Monday News: B&N Kitchen, Twitter Lite, beautiful Dick (not what you think!), and Dashiell Hammett
Barnes & Noble continues Kitchen openings – I initially missed this story (h/t Nate Hoffelder) that Barnes & Noble is quite seriously getting into the restaurant business. In some ways I appreciate the dogged determination to make their business work (and the money they seem to have to take these risks), but do we really want people browsing for books around beer, wine, and plated food?
As part of a restaurant development program announced last year, the bookselling giant’s new store at the multi-purpose Legacy West development is the fourth Barnes & Noble Kitchen, joining earlier opening in Edina, Minn., Folsom, Calif., and Scarsdale, N.Y.
“This store is part of our ongoing effort to test new concept stores,” said Demos Parneros, Barnes & Noble CEO, in a statement. . . .
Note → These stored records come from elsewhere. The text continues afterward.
Issue #4735, opened 2025-03-16
Add progress and failure indicators to Mill test runner (500USD Bounty)


lihaoyi:
---

**From the maintainer Li Haoyi**: I'm putting a 500USD bounty on this issue, payable by bank transfer on a merged PR implementing this.

See https://github.com/orgs/com-lihaoyi/discussions/6 for other bounties and the terms and conditions that bounties operate under 

---

Currently, the prompt shows the test classes that each test task is running, the duration of the task, and the duration of each test runner worker

```scala
[1427/1427] ============================== scalalib.test ============================== 54s
[1427] scalalib.test.test 25s
[1427-0] 23s mill.javalib.revapi.RevapiModuleTests
[1427-1] 23s mill.scalalib.BomTests
[1427-2] 23s mill.scalalib.AssemblyExeTests
[1427-3] 23s mill.scalalib.HelloJavaTests
[1427-4] 23s mill.scalalib.AssemblyNoExeTests
```

We should extend this UI in three ways:

1. Show the time each test class has been running for, on the right of that class name
2. Show the number of tests that have completed so far , on the right of the test task via the ticker
3. Show the count of test class failures so far

So it should look something like this

```scala
[1427/1427] ============================== scalalib.test ============================== 54s
[1427] scalalib.test.test 25s 14/58, 5 failures
[1427-0] 23s mill.javalib.revapi.RevapiModuleTests 5s
[1427-1] 23s mill.scalalib.BomTests 4s
[1427-2] 23s mill.scalalib.AssemblyExeTests 1s
[1427-3] 23s mill.scalalib.HelloJavaTests 1s
[1427-4] 23s mill.scalalib.AssemblyNoExeTests
```

PR #4737, opened 2025-03-16
Add test runner indicators

HollandDM:
/claim #4735

This PR add some calculation to add test progress & failure indicator for each test runner while `testParallelism` is set to `true`

Screenshot 2025-03-16 at 23 50 22

To add progress indicators, this pull request introduces a new file within each worker's claim folder. This file is overwritten every time `runClaimedTestClass` is called. The parent process will checks these files in each worker, accumulates their contents, and outputs them via a `ticker`.

For test timing, this pull request uses a separate map, similar to `workerStatusMap`, to store the starting time. The time calculation is then straightforward, and the result is output via a `ticker` alongside the test class name.

### DIFF
--- a/scalalib/src/mill/scalalib/TestModuleUtil.scala
+++ b/scalalib/src/mill/scalalib/TestModuleUtil.scala
@@ -225,7 +225,7 @@ private final class TestModuleUtil(
   )(implicit ctx: mill.api.Ctx) = {
 
     val workerStatusMap = new java.util.concurrent.ConcurrentHashMap[os.Path, String => Unit]()
-    val workerStatsSet = new java.util.concurrent.ConcurrentHashMap[os.Path, Unit]()
+    val workerResultSet = new java.util.concurrent.ConcurrentHashMap[os.Path, Unit]()
     val testClassTimeMap = new java.util.concurrent.ConcurrentHashMap[String, Long]()
 
     def prepareTestClassesFolder(selectors2: Seq[String], base: os.Path): os.Path = {
@@ -266,13 +266,13 @@ private final class TestModuleUtil(
         workerStatusMap.put(claimLog, logger.ticker)
         val claimStats = claimFolder / os.up / s"${claimFolder.last}.stats"
         os.write.over(claimStats, upickle.default.write((0L, 0L)))
-        workerStatsSet.put(claimStats, ())
+        workerResultSet.put(claimStats, ())
         val result = callTestRunnerSubprocess(
           base,
           Right((startingTestClass, testClassQueueFolder, claimFolder))
         )
         workerStatusMap.remove(claimLog)
-        // We don't remove workerStatsSet entry, as we still need them
+        // We don't remove workerResultSet entry, as we still need them
         // for calculation of total success/failure counts
         Some(result)
       } else {
@@ -376,16 +376,12 @@ private final class TestModuleUtil(
               os.read.lines(claimLog).lastOption.foreach { currentTestClass =>
                 testClassTimeMap.putIfAbsent(currentTestClass, now)
                 val last = testClassTimeMap.get(currentTestClass)
-                val suffix = ((now - last) / 1000).toInt match {
-                  case 0 => ""
-                  case n => s" ${n}s"
-                }
-                callback(s"$currentTestClass$suffix")
+                callback(s"$currentTestClass${mill.internal.Util.renderSecondsSuffix(now - last)}")
               }
             }
             var totalSuccess = 0L 
             var totalFailure = 0L
-            workerStatsSet.forEach { (claimStats, _) =>
+            workerResultSet.forEach { (claimStats, _) =>
               val (success, failure) = upickle.default.read[(Long, Long)](os.read.stream(claimStats))
               totalSuccess += success
               totalFailure += failure
--- a/scalalib/src/mill/scalalib/TestModuleUtil.scala
+++ b/scalalib/src/mill/scalalib/TestModuleUtil.scala
@@ -123,17 +123,25 @@ private final class TestModuleUtil(
       //     - list of glob selectors to feed to the test runner directly.
       // - Right((startingTestClass, testClassQueueFolder, claimFolder)):
       //     - first test class to run, folder containing test classes for test runner to claim from, and the worker's base folder.
-      selector: Either[Seq[String], (Option[String], os.Path, os.Path)]
+      selector: Either[Seq[String], (Option[String], os.Path, os.Path)],
+      resultSet: java.util.concurrent.ConcurrentHashMap[os.Path, Unit]
   )(implicit ctx: mill.api.Ctx) = {
     os.makeDir.all(baseFolder)
 
     val outputPath = baseFolder / "out.json"
+
+    // test runner will log success/failure test class counter here while running
+    val resultPath = baseFolder / s"result.log"
+    os.write.over(resultPath, upickle.default.write((0L, 0L)))
+    resultSet.put(resultPath, ())
+
     val testArgs = TestArgs(
       framework = testFramework,
       classpath = runClasspath.map(_.path),
       arguments = args,
       sysProps = props,
       outputPath = outputPath,
+      resultPath = resultPath,
       colored = Task.log.prompt.colored,
       testCp = testClasspath.map(_.path),
       globSelectors = selector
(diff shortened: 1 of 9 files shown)


testrunner/src/mill/testrunner/TestRunnerUtils.scala
```diff
@@ -347,4 +361,26 @@ import java.io.PrintStream
       filters.exists(f => f(name))
     }
   }
+
+  @internal private[TestRunnerUtils] final class TestEventSummary(outputFileOpt: Option[os.Path])
+      extends AtomicBoolean(true) {
```
lihaoyi, line 366: This class wrapper and inheritance is kind of weird. Let's convert them to just static helper methods and pass in `outputFileOpt` and the `AtomicBoolean` as arguments where necessary

testrunner/src/mill/testrunner/TestRunnerUtils.scala
```diff
@@ -347,4 +361,26 @@ import java.io.PrintStream
...
+        case _ => val _ = compareAndSet(true, true) // consider success as a default
+      }
+    }
+
+    def summary(): Boolean = {
+      val isSuccess = get()
+      outputFileOpt.foreach { outputFile =>
+        val (success, failure) = upickle.default.read[(Long, Long)](os.read.stream(outputFile))
+        val (newSuccess, newFailure) =
+          if (isSuccess) (success + 1, failure) else (success, failure + 1)
```
lihaoyi, line 380: This workflow to both read and write to the file on disk is unnecessarily complicated. Let's just keep the success/failure count as in-memory `Long` (or `AtomicLong`) and have the file be write-only purely for the purpose of passing the information to the parent process

scalalib/src/mill/scalalib/TestModuleUtil.scala
```diff
@@ -374,15 +403,20 @@ private final class TestModuleUtil(
...
           }) Thread.sleep(1)
         }
         subprocessFutures.flatMap(_.value).map(_.get)
-      } finally executor.shutdown()
+      } finally {
+        executor.shutdown()
+        // help gc
+        workerStatusMap.clear()
+        workerStatsSet.clear()
+        testClassTimeMap.clear()
```
lihaoyi, line 418: This should be unnecessary, let's skip it

scalalib/src/mill/scalalib/TestModuleUtil.scala
```diff
@@ -262,11 +264,15 @@ private final class TestModuleUtil(
...
         workerStatusMap.put(claimLog, logger.ticker)
+        val claimStats = claimFolder / os.up / s"${claimFolder.last}.stats"
+        os.write.over(claimStats, upickle.default.write((0L, 0L)))
+        workerStatsSet.put(claimStats, ())
         val result = callTestRunnerSubprocess(
           base,
           Right((startingTestClass, testClassQueueFolder, claimFolder))
         )
         workerStatusMap.remove(claimLog)
+        // We don't remove workerStatsSet entry, as we still need them for calculation
```
lihaoyi, line 275: Can elaborate a bit more `...for calculation of total success/failure counts`

lihaoyi:
@HollandDM Looks pretty good, some small changes requested. Please also update the PR description with a summary of your implementation strategy

testrunner/src/mill/testrunner/TestRunnerUtils.scala
HollandDM: This is a trick to better the memory layout of object, I guess it's kind of overkill here

HollandDM:
Updated to adrees the feedbacks

testrunner/src/mill/testrunner/TestRunnerUtils.scala
```diff
@@ -135,17 +136,22 @@ import java.io.PrintStream
...
     while (taskQueue.nonEmpty) {
       val next = taskQueue.dequeue().execute(
         new EventHandler {
           def handle(event: Event) = {
             testReporter.logStart(event)
             events.add(event)
+            event.status match {
+              case Status.Error => taskStatus.set(false)
+              case Status.Failure => taskStatus.set(false)
+              case _ => taskStatus.compareAndSet(true, true) // consider success as a default
```
lihaoyi, line 153: I think we can leave out this `compareAndSet`; this branch of the `match` being a no-op would be sufficient

scalalib/src/mill/scalalib/TestModuleUtil.scala
```diff
@@ -225,6 +225,8 @@ private final class TestModuleUtil(
   )(implicit ctx: mill.api.Ctx) = {
 
     val workerStatusMap = new java.util.concurrent.ConcurrentHashMap[os.Path, String => Unit]()
+    val workerStatsSet = new java.util.concurrent.ConcurrentHashMap[os.Path, Unit]()
```
lihaoyi, line 228: Maybe call this `workerResultsSet`? `Stats` and `Status` sounds too similar

scalalib/src/mill/scalalib/TestModuleUtil.scala
```diff
@@ -355,16 +362,39 @@ private final class TestModuleUtil(
...
               // the last one is always the latest
-              os.read.lines(claimLog).lastOption.foreach(callback)
-            },
+              os.read.lines(claimLog).lastOption.foreach { currentTestClass =>
+                testClassTimeMap.putIfAbsent(currentTestClass, now)
+                val last = testClassTimeMap.get(currentTestClass)
+                val suffix = ((now - last) / 1000).toInt match {
+                  case 0 => ""
+                  case n => s" ${n}s"
+                }
```
lihaoyi, line 382: Let's move `PromptLoggerUtil.renderSecondsSuffix` to `mill.internal.Util` so we can re-use it here

HollandDM:
Updated again. After the ticket is good to merge, I'll squash them back into 1 commit, I think it'll be better

lihaoyi:
I think this looks good for `testParallelism = true`. Could you also make the progress count and failure count show in `testParallelism = false`? I think a lot of code would be re-usable, and it would help improve the UX of the 0.12.x branch where test parallelism is false by default

lihaoyi:
No need to worry about squashing your commits, we'll squash it during the merge using github's squash-and-merge button

scalalib/src/mill/scalalib/TestModuleUtil.scala
```diff
@@ -355,16 +362,35 @@ private final class TestModuleUtil(
...
+            var totalSuccess = 0L
+            var totalFailure = 0L
+            workerResultSet.forEach { (claimStats, _) =>
+              val (success, failure) =
+                upickle.default.read[(Long, Long)](os.read.stream(claimStats))
+              totalSuccess += success
+              totalFailure += failure
+            }
+            ctx.log.ticker(
+              s"${totalSuccess + totalFailure}/${filteredClassCount} completed, ${totalFailure} failures"
```
lihaoyi, line 391: Let's only print `n failures` for `n > 0`, since that's what we do in the main prompt for failed tasks

HollandDM:
Updated, I added progress indicator (complete/failure) to default run as well.

scalalib/src/mill/scalalib/TestModuleUtil.scala
```diff
@@ -172,59 +180,92 @@ private final class TestModuleUtil(
...
+        () => {
+          val (totalSuccess, totalFailure) = TestModuleUtil.calculateTestProgress(workerResultSet)
+          ctx.log.ticker(s"${totalSuccess + totalFailure}/${filteredClassCount} completed${
+              if totalFailure > 0 then s", ${totalFailure} failures" else ""
+            }")
+        },
+        0,
+        20,
+        java.util.concurrent.TimeUnit.MILLISECONDS
+      )
```
lihaoyi, line 201: Let's consolidate the whole `val workerResultSet`, `newScheduledThreadPool`, `scheduleWithFixedDelay`, `finally executor.shutdown` logic into a single 

```scala
def withTestProgressTickerThread(updateWorkerStatuses: Boolean)(block: => T): T
```

That should help DRY up the duplicate code, and also shorten some of these `def runTestQueueScheduler`/`def runTestDefault` methods which are getting rather long

testrunner/src/mill/testrunner/TestRunnerUtils.scala
```diff
@@ -203,15 +211,34 @@ import java.io.PrintStream
   }
 
   def runTasks(
-      tasks: Seq[Task],
+      tasksSeq: Seq[Seq[Task]],
```
lihaoyi, line 214: What's the reason for this change in signature from `Seq[Task]` to `Seq[Seq[Task]]`? I've been looking at the code and haven't managed to figure out the intention

lihaoyi: I guess each element of the outer `Seq` represents one test class, and each inner `Seq` represents the tasks for that test class? If so, probably worth a comment somewhere

lihaoyi:
Some last nitpicks. Tried it out locally and works great. Turned on CI, once it's green it should be good to merge

testrunner/src/mill/testrunner/TestRunnerUtils.scala
HollandDM: Yeah, I'm adding the comments in the backport PR, will add it in this as well. But it's meaning is exactly what you've said

scalalib/src/mill/scalalib/TestModuleUtil.scala
HollandDM: I though about this, but because it has codes that belong to both inside & outside `scheduleWithFixedDelay`, so I struggle with some naming/signature.
I think it can be `def withTestProgressTickerThread(updateWorkerStatuses: Boolean)(fixedDelayBlock: => Unit)(block: => T): T`

lihaoyi:
The `mill.scalalib.TestRunnerTests.doneMessage.failure` seems to happen reliably on my laptop as well, might need to tweak the test or code to make it pass

HollandDM:
updated, the test failing is due to the changes of `Seq[Task]` to `Seq[Seq[Task]]`, I left a comment there

scalalib/src/mill/scalalib/TestModuleUtil.scala
```diff
@@ -262,17 +296,29 @@ private final class TestModuleUtil(
...
+        // test runner will log success/failure test class counter here while running
+        val resultPath = base / s"result.log"
+        os.write.over(resultPath, upickle.default.write((0L, 0L)))
+        workerResultSet.put(resultPath, ())
+
         val result = callTestRunnerSubprocess(
           base,
+          resultPath,
           Right((startingTestClass, testClassQueueFolder, claimFolder))
         )
```
lihaoyi, line 308: Can we consolidate this logic into `runTestRunnerSubprocess` as well?

HollandDM: `runTestRunnerSubprocess`'s are quite different between `queueRunner` and `defaultRunner`, so I have to create 2 versions for it, each in the corresponding runners function.
I'm also thinking of a way to further clean up the logic, if we can generalize both runners to just produce blueprint for subprocess, and do the spawn + logging in a shared function, then the code should be clearer. But that required some refactoring.
If you want, I can try to go that way and see if we can do any better.

lihaoyi: Got it, I think for now let's just leave it as is then

lihaoyi:
Thanks @HollandDM , i will send the bounty using your existing transfer details

HollandDM:
Thanks @lihaoyi, lets use that as my transfer detail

The menu offers a range of appetizers, salads, entrees, shareable items and desserts. Prices for entrees range from $14 for grilled cheese and tomato soup to $22 for plancha-cooked salmon with tabbouleh salad and basil dressing. Side vegetables are $4 to $5. Specialty coffees and other drinks are also on the menu. – Restaurant News
Twitter Lite with lower data usage becomes available in 24 new countries – With 80% of its users outside the U.S., Twitter is experimenting with a “Lite” version that can run in countries where digital infrastructure may not be well developed yet. Available in 24 countries now (Algeria, Bangladesh, Bolivia, Brazil, Chile, Colombia, Costa Rica, Ecuador, Egypt, Israel, Kazakhstan, Mexico, Malaysia, Nigeria, Nepal, Panama, Peru, Serbia, El Salvador, South Africa, Thailand, Tunisia, Tanzania and Venezuela), Twitter Lite, according to the company, has boosted the tweet rate by more than 50%. As frustrated as I’ve been with Twitter over the last few years, I think it can be a powerful resource, especially given its real-time capabilities (you know, before they screwed with the timeline function).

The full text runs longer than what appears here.